Task objective
Give back every record exactly as it reads.

★ ★ ★ ★ ★ ★ ★

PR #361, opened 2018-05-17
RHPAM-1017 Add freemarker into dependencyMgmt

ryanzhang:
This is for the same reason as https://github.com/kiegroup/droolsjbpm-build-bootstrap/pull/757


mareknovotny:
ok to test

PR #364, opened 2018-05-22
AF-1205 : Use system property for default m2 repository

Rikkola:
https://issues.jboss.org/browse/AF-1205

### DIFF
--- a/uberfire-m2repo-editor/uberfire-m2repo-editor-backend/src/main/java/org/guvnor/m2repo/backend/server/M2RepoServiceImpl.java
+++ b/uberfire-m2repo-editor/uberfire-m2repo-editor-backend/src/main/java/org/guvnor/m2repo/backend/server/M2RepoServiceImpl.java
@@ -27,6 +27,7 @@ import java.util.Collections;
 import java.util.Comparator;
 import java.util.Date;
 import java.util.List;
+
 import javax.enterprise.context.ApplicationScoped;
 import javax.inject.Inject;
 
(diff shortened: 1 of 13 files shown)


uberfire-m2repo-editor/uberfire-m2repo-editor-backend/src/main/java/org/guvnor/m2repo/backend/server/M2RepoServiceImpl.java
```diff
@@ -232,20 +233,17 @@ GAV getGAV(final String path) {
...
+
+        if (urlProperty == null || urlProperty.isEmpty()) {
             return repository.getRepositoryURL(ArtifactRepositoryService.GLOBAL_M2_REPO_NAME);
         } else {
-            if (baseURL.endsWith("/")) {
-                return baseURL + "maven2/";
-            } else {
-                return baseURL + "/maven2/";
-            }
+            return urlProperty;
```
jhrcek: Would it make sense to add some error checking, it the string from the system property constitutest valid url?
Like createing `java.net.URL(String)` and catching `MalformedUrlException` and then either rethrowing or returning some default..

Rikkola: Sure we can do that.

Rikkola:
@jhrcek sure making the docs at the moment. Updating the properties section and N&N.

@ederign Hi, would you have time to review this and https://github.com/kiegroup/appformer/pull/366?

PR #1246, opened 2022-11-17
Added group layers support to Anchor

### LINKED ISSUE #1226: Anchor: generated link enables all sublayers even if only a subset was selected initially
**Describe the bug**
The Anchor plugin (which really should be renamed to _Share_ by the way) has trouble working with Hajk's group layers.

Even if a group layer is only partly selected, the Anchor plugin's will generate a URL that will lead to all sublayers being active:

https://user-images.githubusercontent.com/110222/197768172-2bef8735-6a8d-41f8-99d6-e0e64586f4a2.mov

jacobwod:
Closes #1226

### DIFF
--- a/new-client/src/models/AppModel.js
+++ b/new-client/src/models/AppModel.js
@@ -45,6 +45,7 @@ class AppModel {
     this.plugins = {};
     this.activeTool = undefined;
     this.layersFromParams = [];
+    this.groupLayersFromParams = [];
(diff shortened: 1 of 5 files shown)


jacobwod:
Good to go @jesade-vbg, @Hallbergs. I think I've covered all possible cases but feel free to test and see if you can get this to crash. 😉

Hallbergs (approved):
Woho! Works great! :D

★ ★ ★ ★ ★ ★ ★

Reply
PR #361, opened 2018-05-17
RHPAM-1017 Add freemarker into dependencyMgmt

ryanzhang:
This is for the same reason as https://github.com/kiegroup/droolsjbpm-build-bootstrap/pull/757


mareknovotny:
ok to test

PR #364, opened 2018-05-22
AF-1205 : Use system property for default m2 repository

Rikkola:
https://issues.jboss.org/browse/AF-1205

### DIFF
--- a/uberfire-m2repo-editor/uberfire-m2repo-editor-backend/src/main/java/org/guvnor/m2repo/backend/server/M2RepoServiceImpl.java
+++ b/uberfire-m2repo-editor/uberfire-m2repo-editor-backend/src/main/java/org/guvnor/m2repo/backend/server/M2RepoServiceImpl.java
@@ -27,6 +27,7 @@ import java.util.Collections;
 import java.util.Comparator;
 import java.util.Date;
 import java.util.List;
+
 import javax.enterprise.context.ApplicationScoped;
 import javax.inject.Inject;
 
(diff shortened: 1 of 13 files shown)


uberfire-m2repo-editor/uberfire-m2repo-editor-backend/src/main/java/org/guvnor/m2repo/backend/server/M2RepoServiceImpl.java
```diff
@@ -232,20 +233,17 @@ GAV getGAV(final String path) {
...
+
+        if (urlProperty == null || urlProperty.isEmpty()) {
             return repository.getRepositoryURL(ArtifactRepositoryService.GLOBAL_M2_REPO_NAME);
         } else {
-            if (baseURL.endsWith("/")) {
-                return baseURL + "maven2/";
-            } else {
-                return baseURL + "/maven2/";
-            }
+            return urlProperty;
```
jhrcek: Would it make sense to add some error checking, it the string from the system property constitutest valid url?
Like createing `java.net.URL(String)` and catching `MalformedUrlException` and then either rethrowing or returning some default..

Rikkola: Sure we can do that.

Rikkola:
@jhrcek sure making the docs at the moment. Updating the properties section and N&N.

@ederign Hi, would you have time to review this and https://github.com/kiegroup/appformer/pull/366?

PR #1246, opened 2022-11-17
Added group layers support to Anchor

### LINKED ISSUE #1226: Anchor: generated link enables all sublayers even if only a subset was selected initially
**Describe the bug**
The Anchor plugin (which really should be renamed to _Share_ by the way) has trouble working with Hajk's group layers.

Even if a group layer is only partly selected, the Anchor plugin's will generate a URL that will lead to all sublayers being active:

https://user-images.githubusercontent.com/110222/197768172-2bef8735-6a8d-41f8-99d6-e0e64586f4a2.mov

jacobwod:
Closes #1226

### DIFF
--- a/new-client/src/models/AppModel.js
+++ b/new-client/src/models/AppModel.js
@@ -45,6 +45,7 @@ class AppModel {
     this.plugins = {};
     this.activeTool = undefined;
     this.layersFromParams = [];
+    this.groupLayersFromParams = [];
(diff shortened: 1 of 5 files shown)


jacobwod:
Good to go @jesade-vbg, @Hallbergs. I think I've covered all possible cases but feel free to test and see if you can get this to crash. 😉

Hallbergs (approved):
Woho! Works great! :D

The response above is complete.